TAATGAGTGTACTGCTCCTAAACAAGGAGTATCTGCATTTATTTA

If it is indicated that sequence should be read in the negative strand (qStrand=’-‘), the reverse complement should be computed:

TAAATAAATGCAGATACTCCTTGTTTAGGAGCAGTACACTCATTA

Similarly for the bonobo genome, by accessing:

https://genome.ucsc.edu/cgi-bin/hgTracks?db=panPan3

and typing chr10:87683-87727, we obtain:

TAAATAAATGCAGATACTCCTTGTTTAGGAGCAGTACACTCATTA

Function details

Only relevant functions have been documented below. For more details on any function, check the comments in the souce code.

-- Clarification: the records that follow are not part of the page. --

PR #938, opened 2022-04-18
feat: add binding for Context::SetPromiseHooks

legendecas:
Add support for `Context::SetPromiseHooks` for follow-up works of https://github.com/denoland/deno/pull/8209.

### DIFF
--- a/.gn
+++ b/.gn
@@ -36,6 +36,7 @@ default_args = {
   clang_use_chrome_plugins = false
   v8_monolithic = false
   v8_enable_snapshot_compression = false
+  v8_enable_javascript_promise_hooks = true
   v8_use_external_startup_data = false
   v8_use_snapshot = true
   is_component_build = false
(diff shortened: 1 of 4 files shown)


legendecas:
As far as I could tell, add build flag `v8_enable_javascript_promise_hooks` should not break the `cached_data_version_tag` test. I can not reproduce it locally. 🤔

bradfrosty:
@legendecas nice work on this PR! I'm curious about the web compatibility here, and the ability to leverage this API to replace something like zone.js. I know when they tried to standardize zones it ultimately fizzled out. Do you know if there's any reason why this API couldn't be leveraged within the browser?

legendecas:
@bradfrosty for what I could tell, people at TC39 are concerned about the nature of the dynamic scope these APIs introducing to the language.

legendecas:
Looks like I still can not reproduce the problem locally, or on my own fork's GitHub Action. Rebasing and trying to see if the problem still exists.

legendecas:
anyone can help to approve the workflow to run? thanks

piscisaureus (approved):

class 1_extractPCS.PcsSingleCheck(desc, cntUB, pcsSingleCheckFunc)

Bases: object

This class makes sure that PCSs are being correctly processed. For every new PCS, it determines whether the PCS is a good candidate to be checked into details. Good candidates are long PCSs, PCSs in the reverse strand of one of the genomes, among others. It keeps a history of how many PCSs have been checked so far.

Parameters:
  • desc (str) – Brief description of which type of check is being performed.

  • cntUB (int) – Maximum number of PCSs that will be checked in details.

  • pcsSingleCheckFunc (function) – Function that receives a named tuple PCS and returns True (PCS should be checked) or False.

checkPCS(pcs)
print()
reset()
1_extractPCS.checkPCSrevQ(pcs)
1_extractPCS.checkPCSrevT(pcs)
1_extractPCS.checkPCSsize(pcs)
1_extractPCS.checkSpecies(dataset, ucscName)
1_extractPCS.computePCScoords(begAbs, posRel, isRevComp, sizePCS, sizeMis)
1_extractPCS.computePos(strand, size, start, end)
1_extractPCS.initializePCSchecks(cntUB=100, prefixTarget='tar', prefixQuery='qry')
1_extractPCS.isCompatible(pos, pos_lst)

Check if a sequence is compatible (non-intersecting) to a list of sequences.

1_extractPCS.performPCSchecks(pcs, checks)
1_extractPCS.readChains(chainsFilename)

This function parses the chains from a chain file (check the UCSC website for more information on the format).

1_extractPCS.readDNA(dirFASTA, prefix, chrName, strand, posBeg, posEnd, debug=False)

This function reads a DNA segment in a FASTA file.

1_extractPCS.reverseComplement(seq)

This function returns a reverse complement of a DNA.